Yumurta toplama işlemi deyince gözümün önüne sanki Aysun Hanım eline küçük bir kepçe alıp yumurtaları alacakmış gibi bir görüntü geldi. Aslında zor ve kadın için sancılı bir işlem. Daha önce yaptıran bir arkadaşımıza sorduk. Onu bayıltmadan direkt toplama işlemi yapmışlar ve gerçekten çok eziyetli bir işlem olmuş. Nursen’e mutlaka bayıltarak yaptırmasını söylemiş. Heyecanla o günü beklemeye başladık. Cumartesi günü tüp bebek merkezinde hemen hemen sadece bu işlem yapılıyormuş. Zor ve heyecanlı bir gün olacaktı. Annem ve teyzemde bizimle gelmek istediler. Yanımızda olmak istiyorlardı. Hani Nursen’in bir şeye ihtiyacı olursa ben erkek olarak müdahale edemeyebilirim diye düşündüler. Haklıydılar aslında, ne olur ne olmaz. Nursen’e de söylediler gelmek istediklerini. Belki Nursen istemeyebilir, sadece beni isteyebilir yanında. Nursen de “Olur tabii gelin lütfen” deyince bu sefer hep beraber cumartesi gününü beklemeye başladık. Sabah 9 gibi tüp bebek merkezinde olacaktık. Orada buluşuruz cümbür cemaat dedik. Bir yandan da o kadar kalabalık gidip komik duruma düşmeyiz inşallah diye düşünüyorduk. Acaba bizim gibi böyle ailece gelenler var mıydı? Aman ne olacak ki? Ne güzel yalnız değiliz işte. Bize destek olan ailemiz var yanımızda. Keşke Nursen’in ailesi de Ankara’da olsaydı da onlarda gelebilseydi bizimle. Ne güzel olurdu. Onlarda her telefonla konuştuğumuzda bize moral verdiler, destek oldular.
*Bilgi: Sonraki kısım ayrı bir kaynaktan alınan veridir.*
PR #256, opened 2024-07-19
perf: streamline transactions from node

aloknerurkar:
- Use constant gas values to prevent gas (estimate, suggesttip)
- Buffer the expensive events to allow other events to go through
- fixed bug to allow duplicate encrypted commitments to go through

18hr run on stressnet stable

Screenshot from 2024-07-20 13-20-08
Screenshot from 2024-07-20 13-19-37

### DIFF
--- a/oracle/cmd/main.go
+++ b/oracle/cmd/main.go
@@ -4,6 +4,7 @@ import (
 	"fmt"
 	"io"
 	"log/slog"
+	"math/big"
 	"os"
 	"path/filepath"
 	"slices"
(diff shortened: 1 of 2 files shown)


x/keysigner/keystoresigner.go
```diff
@@ -77,7 +77,15 @@ func (kss *KeystoreSigner) String() string {
 }
 
 func (kss *KeystoreSigner) GetAuth(chainID *big.Int) (*bind.TransactOpts, error) {
-	return bind.NewKeyStoreTransactorWithChainID(kss.keystore, kss.account, chainID)
+	opts, err := bind.NewKeyStoreTransactorWithChainID(kss.keystore, kss.account, chainID)
+	if err != nil {
+		return nil, err
+	}
+
+	opts.GasLimit = 1_000_000
```
Mikelle, line 85: Wouldn’t it be better to declare those variables as constants or read them from the config?

p2p/pkg/preconfirmation/tracker/tracker.go
```diff
@@ -87,7 +87,7 @@ func NewTracker(
 		preconfContract: preconfContract,
 		receiptGetter:   receiptGetter,
 		optsGetter:      optsGetter,
-		newL1Blocks:     make(chan *blocktracker.BlocktrackerNewL1Block),
+		newL1Blocks:     make(chan *blocktracker.BlocktrackerNewL1Block, 5),
```
Mikelle, line 90: Should we declare those parameters as constants and add a comment explaining why 5 and not 10, for example?

oracle/pkg/store/store.go
```diff
@@ -157,6 +172,11 @@ func (s *Store) AddEncryptedCommitment(
 	commitmentSignature []byte,
 	dispatchTimestamp uint64,
 ) error {
+	// check if the commitmentIdx already exists
+	if s.encryptedCommitmentExists(ctx, commitmentIdx) {
```
Mikelle, line 176: “Wouldn’t it be better to add error handling (e.g., skip if duplicated) instead of checking for the existence of the commitment for every request?”

kant777 (approved):

PR #258, opened 2024-07-19
Fully enable solhint merge

Mikelle:


contracts/contracts/BidderRegistry.sol
```diff
@@ -240,12 +250,10 @@ contract BidderRegistry is
             totalAmount += amount;
         }
 
-        if (totalAmount == 0) {
```
shaspitz, line 243: was it intentional to remove this?

contracts/contracts/BidderRegistry.sol
```diff
@@ -494,6 +519,5 @@ contract BidderRegistry is
         return lockedFunds[bidder][window];
     }
 
-    // solhint-disable-next-line no-empty-blocks
-    function _authorizeUpgrade(address) internal override onlyOwner {}
+    function _authorizeUpgrade(address) internal override onlyOwner {} // solhint-disable no-empty-blocks
```
shaspitz, line 522: fyi `// solhint-disable` disables for the rest of the file, so that's why `// solhint-disable-next-line no-empty-blocks` existed here previously

contracts/contracts/Oracle.sol
```diff
@@ -133,6 +133,8 @@ contract Oracle is Ownable2StepUpgradeable, UUPSUpgradeable {
         emit OracleAccountSet(oldOracleAccount, newOracleAccount);
     }
 
+    function _authorizeUpgrade(address) internal override onlyOwner {} // solhint-disable no-empty-blocks
```
shaspitz, line 136: same as above

contracts/contracts/BlockTracker.sol
```diff
@@ -167,8 +168,10 @@ contract BlockTracker is Ownable2StepUpgradeable, UUPSUpgradeable {
     */
     function _recordBlockWinner(uint256 blockNumber, address winner) internal {
         // Check if the block number is valid (not 0)
-        require(blockNumber != 0, "Invalid block number");
+        if (blockNumber == 0) revert InvalidBlockNumber();
 
         blockWinners[blockNumber] = winner;
     }
+
+    function _authorizeUpgrade(address) internal override onlyOwner {} // solhint-disable-line no-empty-blocks
```
shaspitz, line 176: I think this works because it's `solhint-disable-line`

shaspitz (approved):

contracts/contracts/BidderRegistry.sol
Mikelle: Yes, bcs this check was happening on each function call, it's cheaper to remove it.

Issue #276, opened 2024-07-25
Smart contract changes


Mikelle:
Changes to the contracts logic:

- [x]  In case of double spend restriction, instead of rounding the overflow and left it in the contract, send it back to the bidder
- [x]  Change withdrawal logic for the provider to the two steps:
    ◦ Ask for withdrawal
    ◦ After waiting for the 24 hours, provider will be able to withdraw
- [x] In case provider funds got slashed, send slashed funds directly to the bidder address instead of balance map in provider registry
- [x] When provider is storing commitment, check that his balance is bigger than minStake

PR #279, opened 2024-07-29
feat: smart contract updates

Mikelle:
## Describe your changes

Updating smart contracts (details in the issue)

Fixes https://github.com/primev/mev-commit/issues/276


contracts/contracts/ProviderRegistry.sol
```diff
@@ -194,53 +189,37 @@ contract ProviderRegistry is
...
-    function withdrawStakedAmount(
-        address payable provider
-    ) external nonReentrant {
-        require(msg.sender == provider, "Only provider can unstake");
-        uint256 stake = providerStakes[provider];
-        providerStakes[provider] = 0;
+    /// @dev Withdraws the staked amount after 24 hours of withdrawal request.
+    function withdrawStakedAmount() external nonReentrant {
+        require(withdrawalRequests[msg.sender] > 0, "No withdrawal request");
+        require(block.timestamp >= withdrawalRequests[msg.sender] + 24 hours, "24 hours have not passed");
```
shaspitz, line 202: withdraw period should be configurable with an only-owner callable setter

contracts/contracts/ProviderRegistry.sol
```diff
@@ -194,53 +189,37 @@ contract ProviderRegistry is
...
-     */
-    function withdrawBidderAmount(address bidder) external nonReentrant {
-        require(bidderAmount[bidder] > 0, "Bidder Amount is zero");
-
-        bidderAmount[bidder] = 0;
-
-        (bool success, ) = bidder.call{value: bidderAmount[bidder]}("");
-        require(success, "Couldn't transfer to bidder");
+    /// @dev Requests withdrawal of the staked amount.
+    function requestWithdrawal() external {
```
shaspitz, line 193: To be consistent with [here](https://github.com/primev/mev-commit/blob/d5df1718f53699ed7d50aa6a472e0c9b40277f81/contracts/contracts/validator-registry/ValidatorRegistryV1.sol#L137), this action could be called "unstake". Doesn't matter too much tho, that's just the language I'm used to with other chains

contracts/contracts/ProviderRegistry.sol
```diff
@@ -194,53 +189,37 @@ contract ProviderRegistry is
...
+        require(providerStakes[msg.sender] > 0, "No stake to withdraw");
+        withdrawalRequests[msg.sender] = block.timestamp;
```
shaspitz, line 195: This function shouldn't be callable once it's already been called for the sender 
```suggestion
        require(withdrawalRequests[msg.sender] == 0);
        withdrawalRequests[msg.sender] = block.timestamp;
```

shaspitz (commented):
Nice!

contracts/contracts/ProviderRegistry.sol
```diff
@@ -194,54 +208,57 @@ contract ProviderRegistry is
...
-        providerStakes[provider] = 0;
-        require(stake > 0, "Provider Staked Amount is zero");
-        require(
-            preConfirmationsContract != address(0),
-            "preconf contract not set"
-        );
+    /// @dev Completes the withdrawal of the staked amount.
+    function withdraw() external nonReentrant {
+        require(withdrawalRequests[msg.sender] != 0, "No unstake request");
+        require(block.timestamp >= withdrawalRequests[msg.sender] + withdrawalPeriod, "Period has not passed");
```
shaspitz, line 222: I believe the mev-commit chain's `block.timestamp` is in milliseconds? cc @ckartik 

I'd suggest using blocks for _period of time_ parameters as is done with the validator registry contracts

Mikelle: Good catch with milliseconds! It’s safe to use block.timestamp here. Typically, block.number is recommended when there’s a potential risk of a miner manipulating the timestamp. However, in this case, since the waiting time is 24 hours (not milliseconds), such manipulation is not a concern.

shaspitz: Yes the withdraw period is being set to `24 * 3600`, and the comments specify `withdrawalPeriod` is in seconds, but the `block.timestamp` of our chain is in milliseconds. So the effective withdraw period enforced on this line will be 1000x faster than what's specified. Unless I'm misunderstanding something

Mikelle: You 100% right! I was uploading a fix for that...

shaspitz: The fact that our chain has changed the unit of `block.timestamp` is why I was suggesting to use number of blocks, but timestamp is fine too as long as we specify correct units

contracts/contracts/ProviderRegistry.sol
```diff
@@ -74,16 +81,19 @@ contract ProviderRegistry is
      * @param _feeRecipient The address that receives fee
      * @param _feePercent The fee percentage for protocol
      * @param _owner Owner of the contract, explicitly needed since contract is deployed w/ create2 factory.
+     * @param _withdrawalDelay The withdrawal delay in seconds.
```
shaspitz, line 84:
```suggestion
     * @param _withdrawalDelay The withdrawal delay in milliseconds.
```

shaspitz (approved):
🚀

PR #289, opened 2024-07-30
fix: bugs from testing session

aloknerurkar:
## Describe your changes
Fixes few issues identified in the testing session
- The path for the database directory was not resolved correctly. If user provides `~`, this needs to be resolved to home directory.
- Send SIGINT while killing mev-commit from the launch script. This prevented graceful shutdown of the node. The database is flushed to disk on close, so we should provide the right signal.
- Because the database was not flushed properly in some cases, the internal state was lost. The PR adds fallbacks for depositmanager and autodepositor to check for contract state in the case we dont find things locally. This should provide additional security if the events are not being processed in time.

Fixes # (issue)

- [ ] I have tested this code by deploying the infrastructure and ensuring that commitments are being settled

### DIFF
--- a/p2p/cmd/main.go
+++ b/p2p/cmd/main.go
@@ -374,7 +374,7 @@ func main() {
 	ctx, cancel := context.WithCancel(context.Background())
 	defer cancel()
 
-	sigc := make(chan os.Signal)
+	sigc := make(chan os.Signal, 1)
 	signal.Notify(sigc, syscall.SIGINT, syscall.SIGTERM)
 	go func() {
 		<-sigc


Mikelle (approved):
Looks good 👍🏻

launchmevcommit
```diff
@@ -278,4 +295,7 @@ main() {
   wait ${pid}
 }
 
+# Global flag for cleanup
+cleaned_up=false
```
mrekucci, line 299: This is not necessary.

x/util/util.go
```diff
@@ -70,3 +72,20 @@ func NewLogger(lvl, logFmt, tags string, sink io.Writer) (*slog.Logger, error) {
 
 	return logger.With(args...), nil
 }
+
+func ResolveFilePath(path string) (string, error) {
+	if path == "" {
+		return "", fmt.Errorf("path is empty")
+	}
+
+	if strings.HasPrefix(path, "~") {
```
mrekucci, line 81: nit: `strings.HasPrefix(path, "~")` -> `path[0] == '~'`

mrekucci (approved):

PR #293, opened 2024-07-31
feat: automatic protocol fee payout

shaspitz:
## Describe your changes

- Removes prev functionality requiring the protocol fee recipient to submit a tx to receive funds
- Removes ability to not specify a protocol fee recipient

Bu sırada evlilik yıldönümümüzde geldi. Tam tedavinin son günlerine denk geldiği için çok özel bir şey yapamadık Nursen’le. Kendi aramızda küçük bir yemek ile kutladık. Ama birbirimize aldığımız hediyeleri söylemem lazım ki bu durumda bile ne kadar keyfimize ve zevkimize düşkün olduğumuzu görün. Nursen bana Rakı Ansiklopedisi aldı. Bende iki rakı kadehi ve karaf aldım. Tedavi bittiğinde gene rakı keyfimi yapabilecektim. Aslında bunu Nursen’le beraber yapmak benim için en büyük keyif ve zevk,  ama sanırım bir süre daha yapamayacağız. Bir süre dediğim bebek doğup Nursen’in süt vermeyi bitirmesine kadar. Olsun nasıl olsa o gün gelecek. Kadehler ve karaf hiç kullanılmadı ve baş başa rakımızı yudumlayacağımız o günü bekliyorlar. Fakat ben Rakı Ansiklopedisini okumaya başladım.